**PROBLEM DETAILS**
In the entries below, find the line containing "Fix class for". Copy it and all lines after it, exactly, through the end.

**LISTED RECORDS**
PR #1357, opened 2017-03-18
Fix class for Config/Site "Default language"-field

OleVik:
`vsmall` is an incorrect class, and it should presumably be `x-small` so that the field renders the same size as  "Delimiter", used in /admin/config/site. This is how it renders currently (on larger resolutions):

image

Creds to Ricardo for pointing it out on Slack.


ricardo118:
I found another two of the same issue
npkmren

For Default ordering it has class `long` which is also incorrect, and Append URL extension has just a blank space, no size defining class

**YOUR SOLUTION**
Fix class for Config/Site "Default language"-field

OleVik:
`vsmall` is an incorrect class, and it should presumably be `x-small` so that the field renders the same size as  "Delimiter", used in /admin/config/site. This is how it renders currently (on larger resolutions):

image

Creds to Ricardo for pointing it out on Slack.


ricardo118:
I found another two of the same issue
npkmren

For Default ordering it has class `long` which is also incorrect, and Append URL extension has just a blank space, no size defining class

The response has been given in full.